No to "quotas" linked to skin colour. A new law aimed at increasing black employment in South Africa is angering entrepreneurs who fear job losses for skilled workers.

The government ensures for its part that it is only a question of promoting diversity and equality. "This does not mean that white people are going to be eliminated to make way for disadvantaged groups," Labor Minister Thulas Nxesi recently pleaded.

The main opposition party, the Democratic Alliance (DA), plans to demonstrate on Wednesday in Cape Town to denounce the text, signed but not yet in force, which it describes as a law on "racial quotas".

"Some 600,000 people will lose their jobs because they don't have the right skin colour or because they live and work in the wrong regions," said its leader John Steenhuisen.

Thirty years after the end of apartheid, South Africa remains the most unequal country in the world.

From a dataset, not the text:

PR #961, opened 2026-04-17
Remove unused headers

pauldreik:
While reviewing https://github.com/simdutf/simdutf/pull/959 I was surprised seeing iostream included, so I fixed that and also moved inclusion of algorithm to where it is used.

Almost one in two black South Africans was unemployed at the start of 2023, while unemployment was just 9.5% among whites, according to official figures.

The new law will require companies with more than 50 employees to reflect the demographics of the region in which they operate and explain how they intend to achieve this. It also allows the government to set quantified targets for specific sectors.

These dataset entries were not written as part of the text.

PR #963, opened 2026-04-18
we should not be using exceptions

lemire:
Exceptions can be disabled and having an exception there will break code.

### DIFF
--- a/include/simdutf/implementation.h
+++ b/include/simdutf/implementation.h
@@ -7274,7 +7274,7 @@ consteval auto base64_decode_literal(const char *str) {
   auto r = scalar::base64::base64_to_binary_details_impl(
       str, InputLen, result.buffer.data(), base64_default, loose);
   if (r.error != error_code::SUCCESS) {
-    1 / 0; // invalid base64 input in _base64 literal
+    (void)(1 / 0); // invalid base64 input in _base64 literal
   }
   result.output_count = r.output_count;
   return result;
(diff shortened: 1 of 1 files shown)


include/simdutf/implementation.h
```diff
@@ -7274,7 +7274,7 @@ consteval auto base64_decode_literal(const char *str) {
   auto r = scalar::base64::base64_to_binary_details_impl(
       str, InputLen, result.buffer.data(), base64_default, loose);
   if (r.error != error_code::SUCCESS) {
-    throw "invalid base64 input in _base64 literal";
+    (void)(1 / 0); // invalid base64 input in _base64 literal
```
pauldreik, line 7277: this causes warnings.

I tried some tricks but everything failed me. the best I can do is to suggest replacing it with std::unreachable() from c++23, which we can use at this particular place.

pauldreik: using this approach:

```cpp
   std::unreachable(); // failed decoding literal!
  }
```

 gcc spits out the following error message when using an invalid base64 literal:

> /home/pauldreik/code/delaktig/simdutf/include/simdutf/implementation.h:7272:20: error: call to non-‘constexpr’ function ‘void std::unreachable()’
 7272 |    std::unreachable(); // failed decoding literal!

lemire:
I am starting to like https://github.com/simdutf/simdutf/pull/962 very much, and it includes this change, so I will drop this PR.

Gareth Ackerman, chairman of supermarket chain Pick n Pay, accuses the law of undermining employers whose workforce does not reflect racial demographics: "It would put a lot of qualified people out of work and replace them with unqualified people," he said recently.

The most powerful union considers the controversy exaggerated. "It's a rational law, not the big monster the DA presents," said COSATU spokesman Matthew Parks.

According to a recent study, whites make up less than 10% of the 60 million South Africans but hold more than 60% of leadership positions.